Data supplied:
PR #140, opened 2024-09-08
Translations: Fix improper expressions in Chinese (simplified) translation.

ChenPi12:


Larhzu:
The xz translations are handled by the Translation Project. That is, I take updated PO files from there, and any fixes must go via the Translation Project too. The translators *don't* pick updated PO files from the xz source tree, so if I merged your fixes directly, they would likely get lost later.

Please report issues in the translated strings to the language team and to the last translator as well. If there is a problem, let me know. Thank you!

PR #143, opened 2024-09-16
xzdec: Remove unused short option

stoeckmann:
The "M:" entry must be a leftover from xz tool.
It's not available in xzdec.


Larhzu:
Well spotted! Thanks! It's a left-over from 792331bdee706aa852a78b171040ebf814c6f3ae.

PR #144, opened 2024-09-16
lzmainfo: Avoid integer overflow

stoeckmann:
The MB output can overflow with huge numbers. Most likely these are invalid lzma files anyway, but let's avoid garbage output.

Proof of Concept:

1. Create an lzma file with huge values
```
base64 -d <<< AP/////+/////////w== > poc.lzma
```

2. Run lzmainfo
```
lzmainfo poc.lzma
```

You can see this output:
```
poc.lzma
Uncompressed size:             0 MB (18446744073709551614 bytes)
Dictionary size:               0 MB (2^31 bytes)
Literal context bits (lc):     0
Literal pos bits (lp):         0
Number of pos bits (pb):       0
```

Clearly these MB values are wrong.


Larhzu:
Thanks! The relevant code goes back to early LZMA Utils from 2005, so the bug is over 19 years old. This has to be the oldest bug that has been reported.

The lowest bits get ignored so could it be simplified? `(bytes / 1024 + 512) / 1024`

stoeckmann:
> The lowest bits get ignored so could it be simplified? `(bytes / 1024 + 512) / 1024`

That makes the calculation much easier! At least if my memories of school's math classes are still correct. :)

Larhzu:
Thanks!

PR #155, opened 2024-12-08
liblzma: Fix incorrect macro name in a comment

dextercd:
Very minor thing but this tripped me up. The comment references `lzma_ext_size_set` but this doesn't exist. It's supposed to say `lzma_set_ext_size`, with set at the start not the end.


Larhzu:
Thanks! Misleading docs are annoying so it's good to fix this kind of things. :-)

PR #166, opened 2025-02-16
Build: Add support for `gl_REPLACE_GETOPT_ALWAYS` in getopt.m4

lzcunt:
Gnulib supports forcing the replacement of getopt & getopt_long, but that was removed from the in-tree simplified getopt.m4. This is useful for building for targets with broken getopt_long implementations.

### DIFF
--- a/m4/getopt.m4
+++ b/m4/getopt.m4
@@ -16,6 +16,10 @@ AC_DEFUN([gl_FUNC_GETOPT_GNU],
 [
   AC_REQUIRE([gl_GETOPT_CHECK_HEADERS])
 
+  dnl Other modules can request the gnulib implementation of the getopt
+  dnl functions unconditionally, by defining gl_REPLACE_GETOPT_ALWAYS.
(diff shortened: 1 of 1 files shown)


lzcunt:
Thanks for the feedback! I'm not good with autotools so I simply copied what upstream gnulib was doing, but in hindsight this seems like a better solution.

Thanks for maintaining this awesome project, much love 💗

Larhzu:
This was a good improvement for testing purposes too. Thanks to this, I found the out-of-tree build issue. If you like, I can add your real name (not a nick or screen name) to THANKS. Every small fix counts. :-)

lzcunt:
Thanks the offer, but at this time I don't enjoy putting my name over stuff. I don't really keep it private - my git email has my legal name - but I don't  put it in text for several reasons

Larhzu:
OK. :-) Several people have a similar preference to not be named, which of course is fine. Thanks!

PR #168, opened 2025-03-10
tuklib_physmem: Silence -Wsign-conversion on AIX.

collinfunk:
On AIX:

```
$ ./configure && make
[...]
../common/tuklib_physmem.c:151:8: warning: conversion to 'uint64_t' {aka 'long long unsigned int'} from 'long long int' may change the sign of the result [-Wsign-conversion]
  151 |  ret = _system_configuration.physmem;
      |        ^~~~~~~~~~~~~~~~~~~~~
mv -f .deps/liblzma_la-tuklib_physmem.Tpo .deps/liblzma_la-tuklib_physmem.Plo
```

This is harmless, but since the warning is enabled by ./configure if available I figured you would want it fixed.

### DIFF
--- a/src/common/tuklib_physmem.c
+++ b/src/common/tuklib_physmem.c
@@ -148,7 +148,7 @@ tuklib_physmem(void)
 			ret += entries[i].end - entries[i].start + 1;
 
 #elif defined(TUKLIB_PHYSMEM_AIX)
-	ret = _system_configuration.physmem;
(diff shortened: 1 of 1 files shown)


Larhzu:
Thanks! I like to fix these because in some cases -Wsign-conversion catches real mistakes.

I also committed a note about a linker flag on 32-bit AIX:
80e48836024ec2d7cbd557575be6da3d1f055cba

Aim of the exercise: Please copy out each line of the listing above that contains the string "bytes".

Expected output:
Uncompressed size:             0 MB (18446744073709551614 bytes)
Dictionary size:               0 MB (2^31 bytes)
The lowest bits get ignored so could it be simplified? `(bytes / 1024 + 512) / 1024`
> The lowest bits get ignored so could it be simplified? `(bytes / 1024 + 512) / 1024`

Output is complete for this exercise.